Stored items:

PR #5766, opened 2015-07-22
ClientDelegatingFuture was using same codecs for different responses.…

sancar:
… To make use of correct decoder ClientMessageDecoder is implemented. Via this interface decoder methods can be passed to ClientDelegatingFuture.


mdogan:
:+1:

Issue #5694, opened 2015-07-13
Near cache on client size for replicated map does not gets invalidated after replicated map changes


HaveNuIdea:
This issue was initially described in https://groups.google.com/forum/#!topic/hazelcast/QkSlH2UWhsI

I'am trying to add NearCache to ReplicatedMap and configure it to invalidate values on change.
```java
ClientConfig clientConfig = new ClientConfig();
NearCacheConfig nnc = new NearCacheConfig();
nnc.setInvalidateOnChange(true);
nnc.setInMemoryFormat(InMemoryFormat.OBJECT);
Map<String, NearCacheConfig> cachedMaps = new HashMap();
cachedMaps.put("TEST", nnc);
clientConfig.setNearCacheConfigMap(cachedMaps);
HazelcastInstance client = HazelcastClient.newHazelcastClient(clientConfig);
```
I have a Hazelcast 3.5 cluster with 2 nodes.
I create 2 clients using the above code.
1) First client populates ReplicatedMap "TEST" with some values
2) Then second client starts getting one of the values in a loop
3) First client changes the value in ReplicatedMap
4) Using jvisualvm i can see that values in the ReplicatedMap have changed
5) But second client only sees obsolete values

sancar:
I made straightforward fixes. I opened a new issue for some more improvements
https://github.com/hazelcast/hazelcast/issues/5769

jerrinot:
this is fixed by #5767

PR #5768, opened 2015-07-22
Added near cache listener to invalidate client replicated map when th…

sancar:
…ere is changes from other clients.


sancar:
fixes #5694

gurbuzali:
:+1:

PR #5776, opened 2015-07-24
Supress stacktrace when stringconstructor not found

pveentjer:
No reason to dump the stack trace if the string constructor can't be found.
Caused noise in the logging when debugging and doesn't add any value.


jerrinot:
:+1:

jerrinot:
:+1:

serkan-ozal:
:+1: 
Besides that I noticed that when `hazelcast.nio.faststring` is enabled, `UTFEncoderDecoder` tries to create `FastStringCreator` but if the reflection is not available due to security manager, `buildFastStringCreator` return null and then `StringCreator` becomes null

serkan-ozal:
Created a issue for this https://github.com/hazelcast/hazelcast/issues/5777

PR #5780, opened 2015-07-24
Moved MulticastServiceConstruction to MulticastService

pveentjer:
The construction of the MulticastService was part of node and is now moved to the right location.

No logic was changed, the method was just moved.


ajermakovics:
:+1:

PR #5781, opened 2015-07-24
Removed Node.getName

pveentjer:


jerrinot:
:+1: (assuming it's not considered to be a part of SPI)

pveentjer:
Node is an internal class. So it will not impact end users.

PR #5851, opened 2015-08-04
Packet: findbugs issue on equals resolved

pveentjer:


gurbuzali:
:+1:

jerrinot:
do you know where are the `equals()/hashCode()` methods used? Is there any performance impact? as the methods may be rather expensive with larger payload.

pveentjer:
Only used for testing.

Issue #5850, opened 2015-08-04
[TEST-FAILURE] ObjectEqualsHashcodeTests.testConnectionFactoryImpl


hasancelik:
```
java.lang.AssertionError: java.lang.ClassCastException: java.lang.Object cannot be cast to javax.naming.RefAddr
For more information, go to: http://www.jqno.nl/equalsverifier/errormessages
	at nl.jqno.equalsverifier.EqualsVerifier.handleError(EqualsVerifier.java:406)
	at nl.jqno.equalsverifier.EqualsVerifier.verify(EqualsVerifier.java:392)
	at com.hazelcast.jca.ObjectEqualsHashcodeTests.testConnectionFactoryImpl(ObjectEqualsHashcodeTests.java:47)
	at sun.reflect.NativeMethodAccessorImpl.invoke0(Native Method)
	at sun.reflect.NativeMethodAccessorImpl.invoke(NativeMethodAccessorImpl.java:62)
	at sun.reflect.DelegatingMethodAccessorImpl.invoke(DelegatingMethodAccessorImpl.java:43)
	at java.lang.reflect.Method.invoke(Method.java:497)
	at org.junit.runners.model.FrameworkMethod$1.runReflectiveCall(FrameworkMethod.java:50)
	at org.junit.internal.runners.model.ReflectiveCallable.run(ReflectiveCallable.java:12)
	at org.junit.runners.model.FrameworkMethod.invokeExplosively(FrameworkMethod.java:47)
	at org.junit.internal.runners.statements.InvokeMethod.evaluate(InvokeMethod.java:17)
	at com.hazelcast.test.AbstractHazelcastClassRunner$ThreadDumpAwareRunAfters.evaluate(AbstractHazelcastClassRunner.java:134)
	at org.junit.runners.ParentRunner.runLeaf(ParentRunner.java:325)
	at org.junit.runners.BlockJUnit4ClassRunner.runChild(BlockJUnit4ClassRunner.java:78)
       ...
```

https://hazelcast-l337.ci.cloudbees.com/job/Hazelcast-3.x-OpenJDK8/com.hazelcast$hazelcast-jca/643/testReport/junit/com.hazelcast.jca/ObjectEqualsHashcodeTests/testConnectionFactoryImpl/

PR #5852, opened 2015-08-04
mock reference object which equals tester fails to create

mustafaiman:
Reference object this is used by application container to set JNDI reference cannot be mocked by the tester automatically.

This closes https://github.com/hazelcast/hazelcast/issues/5850


mesutcelik:
verify

PR #5853, opened 2015-08-04
Fixed lock lease backup issue - [Backported from #5603]

mdogan:
Fixed a bug which lease-time is not set correctly on backups and when backup is promoted, lease handling process doesn't kicks in. 

Backported from #5603.


gurbuzali:
verify

PR #5855, opened 2015-08-04
At most, poll from the cache invalidation queue as the current size of the queue before start to polling

serkan-ozal:
If there are so many cache invalidation events offered to invalidation queue and the `CacheService::CacheBatchInvalidationMessageSender` task is polling from the queue until it is empty, this may cause `CacheService::CacheBatchInvalidationMessageSender` task polls infinitely from the queue without publishing them. This may occur if the producing invalidation events are too high from the consuming invalidation events.


serkan-ozal:
verify

kobalski:
:+1:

Work order >> Which lines of the data contain the string "ClientDelegatingFuture"? Copy each of them.

Completed exercise >>
ClientDelegatingFuture was using same codecs for different responses.…
… To make use of correct decoder ClientMessageDecoder is implemented. Via this interface decoder methods can be passed to ClientDelegatingFuture.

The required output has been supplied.